Park W S, Oh R R, Park J Y, Kim P J, Shin M S, Lee J H, Kim H S, Lee S H, Kim S Y, Park Y G, An W G, Kim H S, Jang J J, Yoo N J, Lee J Y
Department of Pathology and Cancer Research Institute, College of Medicine, The Catholic University of Korea, 505 Banpo-dong, Sacho-gu, Seoul 137-701, Korea.
J Pathol. 2001 Apr;193(4):483-90. doi: 10.1002/1096-9896(2000)9999:9999<::aid-path804>3.0.co;2-r.
In this study, mutational and immunohistochemical analyses of beta-catenin were performed in 30 hepatoblastomas, to assess the prevalence of alterations of the Wnt pathway with respect to clinicopathological parameters and survival. Four missense mutations of beta-catenin (13.3%) were detected and there was strong immunoreactivity for beta-catenin in the cytoplasm and/or the nucleus in 97% of hepatoblastomas. Nuclear and cytoplasmic staining was demonstrated in 19 of 30 tumours (63%), while ten revealed only cytoplasmic staining. Statistically, this nuclear beta-catenin staining was significantly higher in the embryonal (Fisher exact test; p=0.00393) or undifferentiated type (p=0.00156) of hepatoblastoma than in the fetal type, but there was no difference between clinical stages I and II and clinical stages III and IV (p=0.175). Cumulative survival curves showed that nuclear beta-catenin staining (generalized Wilcoxon test; p=0.0088), undifferentiated histological type (p=0.0305), and clinical stages III and IV (p=0.0107) were significantly correlated with shorter survival time in these patients. Moreover, Cox multivariate analysis provides evidence that nuclear beta-catenin staining is the most important prognostic factor for survival (p=0.0090). It is therefore concluded that immunohistochemical analysis of beta-catenin might be a useful clinical tool for estimating the prognosis for patients with hepatoblastoma.

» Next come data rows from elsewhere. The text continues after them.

Issue #832, opened 2021-10-20
[Dash] Live stream 'craziness' due to audio tracks(s)


matthuisman:
Same provider, ESPN and ESPN2.
(slyguy proxy off or on same issue)

ESPN2 - no issues

ESPN will either
start at negative time with audio but no video
or
start at a time above end of stream with audio but no video

With either, if you seek fwd or back - the image will come back but no audio.
Also, if you try to ffwd to live edge - the stream will stop like it think it's the end.

If i set IA to Video only - it correctly starts at live head with no timeline weirdness
If I set IA to Audio only - it correctly starts at live head with no timeline weirdness 

So only issue when using both Video & Audio
Both ESPN and ESPN2 manifests attached as well as screenshots.
they are very similar so hopefully that can help us find the different and narrow down issue

I also had some Hulu live channels that would play at live head OK, but no audio.
The "fix" for those was to make Hulu only return a single audio track.
I suspect that could be related to this.
This issue could be related to https://github.com/xbmc/inputstream.adaptive/issues/821

[espn-2-GOOD.mpd.txt](https://github.com/xbmc/inputstream.adaptive/files/7385513/espn-2-GOOD.mpd.txt)
[espn-channel-BAD.mpd.txt](https://github.com/xbmc/inputstream.adaptive/files/7385514/espn-channel-BAD.mpd.txt)
[espn-2-GOOD-less-logging.mpd.txt](https://github.com/xbmc/inputstream.adaptive/files/7393206/espn-2-GOOD-less-logging.mpd.txt)
[espn-channel-BAD-less-logging.mpd.txt](https://github.com/xbmc/inputstream.adaptive/files/7393208/espn-channel-BAD-less-logging.mpd.txt)
**(both the above were generated about 2 seconds apart)**

[kodi.log.txt](https://github.com/xbmc/inputstream.adaptive/files/7384853/kodi.log.txt)

![screenshot00002](https://user-images.githubusercontent.com/6225961/138183880-4872052c-bdb3-4819-9567-926b6b36e7a1.png)
![screenshot00003](https://user-images.githubusercontent.com/6225961/138183876-d7ce9913-5f18-425b-8a46-f00d647d6778.png)

matthuisman:
Possibly this is fixed with pr
https://github.com/xbmc/inputstream.adaptive/pull/913

CastagnaIT:
it doesnt happen anymore?

matthuisman:
[...]

PR #834, opened 2021-10-25
Fix wrong condition in PTSToElapsed

CastagnaIT:
From what i know unsigned int cannot handle negative values
if that is the purpose of this condition it is wrong

these kinds of bugs are annoying because they are hidden and cause only bad works with conditions,
i have not checked all the code if unsigned int variables are handled correctly i hope there are no others

### DIFF
--- a/src/main.cpp
+++ b/src/main.cpp
@@ -2942,12 +2942,14 @@ uint64_t Session::PTSToElapsed(uint64_t pts)
 {
   if (timing_stream_)
   {
-    uint64_t manifest_time = (pts - timing_stream_->reader_->GetPTSDiff() > 0)
-                                 ? pts - timing_stream_->reader_->GetPTSDiff()
-                                 : 0;
-    return (manifest_time > timing_stream_->stream_.GetAbsolutePTSOffset())
-               ? manifest_time - timing_stream_->stream_.GetAbsolutePTSOffset()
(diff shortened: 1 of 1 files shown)


glennguy:
@CastagnaIT sounds sane to me, thanks for catching this.
@matthuisman could this be behind #832?

glennguy (approved):

src/main.cpp
```diff
@@ -2942,7 +2942,7 @@ uint64_t Session::PTSToElapsed(uint64_t pts)
 {
   if (timing_stream_)
   {
-    uint64_t manifest_time = (pts - timing_stream_->reader_->GetPTSDiff() > 0)
+    uint64_t manifest_time = (static_cast<int64_t>(pts) - timing_stream_->reader_->GetPTSDiff() > 0)
```
phunkyfish: Precedence rules apply here, and this is correct. However adding an extra set of brackets to be explicit to the reader that the subtraction occurs before the comparison is a good idea.

Alternatively calculating the value for the comparison on the line before is also an option and may be preferred.

phunkyfish (approved):

matthuisman:
@glennguy 
doesnt fix https://github.com/xbmc/inputstream.adaptive/issues/832 unfortunately

PR #841, opened 2021-11-21
Fix sub streams being unable to re-start

### LINKED ISSUE #836: [Kodi 20][Subtitles] Disn€y+ subtitles broken
### Describe the bug

I am doing tests with "Ribelle - the brave" movie but i think also other movies are same

When you start (or resume) the video the subtitles not works at first start,
if you try switching to another track apparently is ok, for the first time,
if you switch another time subtitles are full broken

I have tried investigate but i am not able to find where the real problem come from

To note that if you force install the ISA binary of Kodi 19, to Kodi 20, the subtitles works as expected

## Expected Behavior

### To Reproduce

1. Open "Ribelle - the brave"
2. (only once) Play it a first time and choose the CC subtitles in order to save it as preferred, then stop it
4. Play it
5. No subtitles shown

### Debuglog

https://paste.kodi.tv/ocokocupum.kodi

### MPD/M3U8s/ISM

### Screenshots 

### Your Environment
Used Operating system:

 - [ ] Android
 - [ ] iOS
 - [ ] tvOS
 - [ ] Linux
 - [ ] OSX
 - [x] Windows
 - [ ] Windows UWP

 - Operating system version/name: Windows 10
 - Kodi version: Kodi 20 nightly
 - inputstream.adaptive version: Last from repository

glennguy:
## Description

When we switch bandwidths for the video stream (send `DEMUX_SPECIALID_STREAMCHANGE` packet to Kodi) the video and audio streams are simply opened again, however with subtitles the current stream is closed/disabled first - see [here](https://github.com/xbmc/xbmc/blob/7478f983b67dc1e3b09e061acf2eaa675b0f0170/xbmc/cores/VideoPlayer/VideoPlayer.cpp#L930).
In Matrix whenever streams are opened the segment number passed in always directs the AdaptiveStream to start from the beginning (first segment), Kodi then directs IA to seek the stream to the current location (calls `PosTime`).

For subtitles however PosTime isn't called, and we have the 'leftovers' from the last time the stream was running - `segment_read_pos_` and `current_segment_` in particular. This change will restore the Matrix behaviour by resetting these values when `stop()` is called on the AdaptiveStream (which only happens on `DEMUX_SPECIALID_STREAMCHANGE` for subtitle streams as per above)

I don't know if this is the correct solution, I think ideally VideoPlayer would ask the subtitle streams to seek as well as audio/video, but this may affect things outside of inputstream add-ons.... @CastagnaIT since you're much more familiar with subtitles within Kodi you may have an idea or opinion on this.

## Motivation and context
Fixes #836 

## How has this been tested?
Tested on https://playertest.longtailvideo.com/adaptive/elephants_dream_v4/index.m3u8

Will (have not tested yet) fix D+ subtitles and other HLS/webvtt segmented subtitles 

## Types of change

## Checklist:

### DIFF
--- a/src/common/AdaptiveStream.cpp
+++ b/src/common/AdaptiveStream.cpp
@@ -870,9 +870,13 @@ void AdaptiveStream::info(std::ostream& s)
 
 void AdaptiveStream::stop()
 {
-  if (current_rep_)
+  if (current_rep_) 
+  {
     const_cast<adaptive::AdaptiveTree::Representation*>(current_rep_)->flags_ &=
         ~adaptive::AdaptiveTree::Representation::ENABLED;
+    current_rep_->current_segment_ = 0;
+  }
+
   if (thread_data_)
   {
     StopWorker(STOPPED);
--- a/src/main.cpp
+++ b/src/main.cpp
@@ -1967,6 +1967,7 @@ void Session::STREAM::disable()
   if (enabled)
   {
     stream_.stop();
+    stream_.Reset();
     reset();
     enabled = encrypted = false;
   }


CastagnaIT:
> I don't know if this is the correct solution, I think ideally VideoPlayer would ask the subtitle streams to seek as well as audio/video

i think the subtitle "seek" could be needed, although not for all type of subtitles:
with fmp4 subtitle data seem handled in different way not sure that is needed,

formats like webvtt/ttml when they are segmented may be need the seek, but currently all segments are downloaded in full before starting the video and not during the playback, why i do not know... at least on how i see with D+ that use segmented webvtt, i suspect there is poorly implemented, need to be investigated

instead formats provided like "single file" (again with webvtt/ttml) not need the seek, (in my webvtt PR in fact i have changed the seek call as no-op)
EDIT: OFC currently for TTML is needed, until it will be moved to Kodi

but if we change/fix behaviour of some of these, we will need to adapt parsers in kodi
or we'll have the risk of rendering duplicate subtitles (due to missing libass data flush)
(this when ISA parsers will be transferred to Kodi)

glennguy:
I've been thinking more about this.
If Kodi was to call PosTime when enabling/disabling sub streams then video and audio would seek as well, making a pretty bad user experience which explains why that doesn't happen at the moment.
Therefore in my mind this is the best way forward for now. Until there is a way in the inputstream interface to tell a subtitle stream where to seek to then we will have the current behavior of downloading all segments in a stream (not sure about Kodi 19 behavior on this and there's only 4 segments in the test stream so of course it will buffer them all with v20). It would be a big effort to save a (usually) small amount of potentially unnecessary data transfer happening.

Thoughts? If you're happy then accept the changes and I'll get phunkyfish in for his thoughts, and we can also tick off your PR.

CastagnaIT:
just a note in my previous comment, i have not mentioned TS subtitles, at moment i do not know how are handled.

for me ok we can go on
for my PR you can read my last messages in the issue #836 but if you want to proceed with the merge of my PR there is no problem for me, we know that is needed a solution/alternative in Kodi for the DEMUX_SPECIALID_STREAMCHANGE that currently is cause of side effects

CastagnaIT (approved):

src/common/AdaptiveStream.cpp
```diff
@@ -870,9 +870,13 @@ void AdaptiveStream::info(std::ostream& s)
 
 void AdaptiveStream::stop()
 {
-  if (current_rep_)
+  if (current_rep_) 
+  {
     const_cast<adaptive::AdaptiveTree::Representation*>(current_rep_)->flags_ &=
-        ~adaptive::AdaptiveTree::Representation::ENABLED;
+      ~adaptive::AdaptiveTree::Representation::ENABLED;
```
phunkyfish: 4 space indent for a continuation

glennguy: Fixed

phunkyfish (approved):

Issue #785, opened 2021-08-31
Android (esp. Nvidia Shield) - Seeking causes video freeze


popy2k14:
### Describe the bug
Here is a clear and concise description of what the problem is:

When trying a seek during video playback of the pvr zattoo addon, the video freezes in-place and stays stuck. Sometimes it will skip to correct place, but can be up to a 20+ second delay. Other times the skip doesn't complete and Kodi must be force-closed. Most of the time, audio playback is running but picture freezes.

There is a similar issue here: xbmc/xbmc#19713
and here: https://github.com/rbuehlma/pvr.zattoo/issues/126
(where we already talked about this issue)

## Expected Behavior
Here is a clear and concise description of what was expected to happen:

Picture should not freeze.

## Actual Behavior

Picture freezes on seeking.

## Possible Fix

no

### To Reproduce

What i have done is:
1. Factory reset shield tv pro 2019
2. Install kodi 19.1
3. Install zattoo pvr addon and set it up
4. enable debug log and exit
5. restart kodi
6. started ORF1 and seeked 1 minute backwards -> picture freezed, audio was running
7. switched to Pro7 and seeked 1 minute backwards -> picture freezed, audio was running

### Debuglog

The debuglog 2.6.15 can be found here: https://paste.kodi.tv/xezuwinewi.kodi
Sadly kodi has'nt updated IA when i made the log.
After that i realised that. Can provide an log with 2.6.23, if needed.
Just let me know.

### MPD/M3U8s/ISM

An example or copy of a manifest (or manifests for HLS - master and variants) can be found here:

### Screenshots 
Here are some links or screenshots to help explain the problem:

## Additional context or screenshots (if appropriate)
Here is some additional context or explanation that might help:

### Your Environment
Used Operating system:

 - [X ] Android
 - [ ] iOS
 - [ ] tvOS
 - [ ] Linux
 - [ ] OSX
 - [ ] Windows
 - [ ] Windows UWP

 - Operating system version/name: Android TV 9
 - Kodi version: 19.1
 - inputstream.adaptive version: 2.6.15 & newest 2.6.23

*note: Once the issue is made we require you to update it with new information should that be required.
Team Kodi will consider your problem report however, we will not make any promises the problem will be solved.*

matthuisman:
please get a new log with latest Inputstream Adaptive 2.6.23

Also, could you see if either of these IA builds fix the issue
They are suitable for Kodi 19 on Nvidia shield

[...]

PR #848, opened 2021-12-07
[Matrix] Fix seek accuracy / Remove duplicate call to SeekTime

glennguy:
## Description

* In `PosTime` the call to `Session::SeekTime` is unnecessarily made twice, this change addresses that.
* Seeking made more accurate for audio/sub streams

## Motivation and context

As can be observed in #785 seeking a stream in Kodi has the AdaptiveStreams and stream readers seek twice in a row - first to the requested location, then again 'on the spot'. ~~Undesired behaviour seems to stem from this on some platforms (Android in particular) possibly due to differences in how the data from the stream is consumed (suspect that inbetween calls some data is read and on second call one of the streams positions is then 'rounded up', causing misalignment).~~

ISA has a designated 'timing stream' (timing master) - this is normally the video stream if there is one and there will sometimes be a difference in pts between eg. audio and video streams. 
The current behavior when seeking is (has been documented in code comments previously and in this PR as best I can) that for each of the enables AdaptiveStreams, the AdaptiveStream will seek to the requested segment, then followed by stream's 'reader' to seek within the segment. The issues seen in #785 have been from this process running and arriving at different segments for audio/video. ~~While Windows seems to handle this fine, Android does not.~~ - not the cause of seeking issues

In part of this mechanism of seeking in `Session::SeekTime` here:
https://github.com/xbmc/inputstream.adaptive/blob/1d8877960ccf33f423b6d18ee6f9456fc9301fc8/src/main.cpp#L3099-L3104
the `seekTimeCorrected` variable is being changed to where the video stream actually ended up seeking to (i.e the start of a segment, rather than an arbitrary time that was selected on the timeline). What has been happening though on the next iterations of this function is the pts offset of the AdaptiveStream being iterated is used to calculate the next segment seek here:
https://github.com/xbmc/inputstream.adaptive/blob/1d8877960ccf33f423b6d18ee6f9456fc9301fc8/src/main.cpp#L3081-L3085 ~~which causes issues because this offset differs from the video stream offset.~~

Since Kodi only has one timeline for playback and not multiple for each component (video/audio/sub) it then follows that we should be using the same pts offset for each of these calculations in order to end up in the same place. Having the audio stream for example a couple of milliseconds forward of the video stream will cause the `AdaptiveStream::seek_time` function to advance a whole segment ahead, causing the misalignment.

The change therefore is to always use the timing stream pts offset when available for the seek_time operation.

## How has this been tested?

Runtime tested on Win 10 using YouTube live videos. Previously it could be observed that different segment numbers were seeked to on some videos at some times (although with no observable issue in playback on Windows), now the segments always align.

Attempt to resolve issues of #785 - update: does not.

## Types of change

- [] **Bug fix** (non-breaking change which fixes an issue)

## Checklist:

### DIFF
--- a/src/main.cpp
+++ b/src/main.cpp
@@ -3079,10 +3079,11 @@ bool Session::SeekTime(double seekTime, unsigned int streamId, bool preceeding)
       if (!(*b)->reader_->IsStarted())
         StartReader((*b), seekTimeCorrected, ptsDiff, preceeding, false);
       // advance adaptiveStream to the correct segment (triggers segment download)
-      if ((*b)->stream_.seek_time(
-              static_cast<double>(seekTimeCorrected - (*b)->reader_->GetPTSDiff()) /
-                  STREAM_TIME_BASE,
-              preceeding, bReset))
+      int64_t ptsDiff = timing_stream_ ? timing_stream_->reader_->GetPTSDiff() :
+          (*b)->reader_->GetPTSDiff();
+      if ((*b)->stream_.seek_time(static_cast<double>(seekTimeCorrected - ptsDiff) /
+                                      STREAM_TIME_BASE,
+                                  preceeding, bReset))
       {
         if (bReset)
           (*b)->reader_->Reset(false);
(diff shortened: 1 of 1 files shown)


glennguy:
Closing this to split the changes between 19 and 20 (duplicate call 19, seek accuracy 20)

PR #862, opened 2021-12-15
Internal bento

wsnipex:
Adds an option to build bento4 internally, analog to INTERNAL_FMT/SPDLOG... in kodi core.
This allows debian packaging to supply the bento source zip.

We still need a way to have jenkins download the bento source zip file to fully fix the PPA builds. Any ideas?


glennguy (approved):
Looks sane to me, thank you for the effort in resolving this.

phunkyfish (approved):
Amazing thank you. So when we do something similar for the mpegts library is there a specific change we need to make other than adding the Tarball to the Jenkins file?

wsnipex:
in theory adding the dependency in the Jenkinsfile and debian/rules should be enough

phunkyfish:
> in theory adding the dependency in the Jenkinsfile and debian/rules should be enough

We'll add you as a reviewer once we have mpegts ready. Should allow us to skip any broken builds for linux next time.

PR #864, opened 2021-12-23
[Nexus] API related update

AlwinEsch:
Related to xbmc/xbmc#20705 and xbmc/xbmc#20710

Runtime test with Netflix was OK.


Acidzero2020:
@AlwinEsch 

https://github.com/xbmc/inputstream.adaptive/blob/0d1e529a7d8227315b2d89cef10608f895280a1f/src/main.cpp#L66
Is it possible that you forgot to update AddonLog => ADDON_LOG

AlwinEsch:
Is updated and also included commit to fix C++17 build by Windows UWP.

phunkyfish (approved):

在本研究中,对30例肝母细胞瘤进行了β-连环蛋白的突变和免疫组化分析,以评估Wnt信号通路改变与临床病理参数及生存率的相关性。检测到4例β-连环蛋白错义突变(13.3%),97%的肝母细胞瘤在细胞质和/或细胞核中β-连环蛋白呈强免疫反应性。30例肿瘤中有19例(63%)表现为细胞核和细胞质染色,10例仅表现为细胞质染色。统计学分析显示,胚胎型(Fisher精确检验;p = 0.00393)或未分化型(p = 0.00156)肝母细胞瘤的细胞核β-连环蛋白染色显著高于胎儿型,但临床I期和II期与临床III期和IV期之间无差异(p = 0.175)。累积生存曲线显示,细胞核β-连环蛋白染色(广义Wilcoxon检验;p = 0.0088)、未分化组织学类型(p = 0.0305)以及临床III期和IV期(p = 0.0107)与这些患者较短的生存时间显著相关。此外,Cox多因素分析表明细胞核β-连环蛋白染色是生存的最重要预后因素(p = 0.0090)。因此得出结论,β-连环蛋白的免疫组化分析可能是评估肝母细胞瘤患者预后的一种有用的临床工具。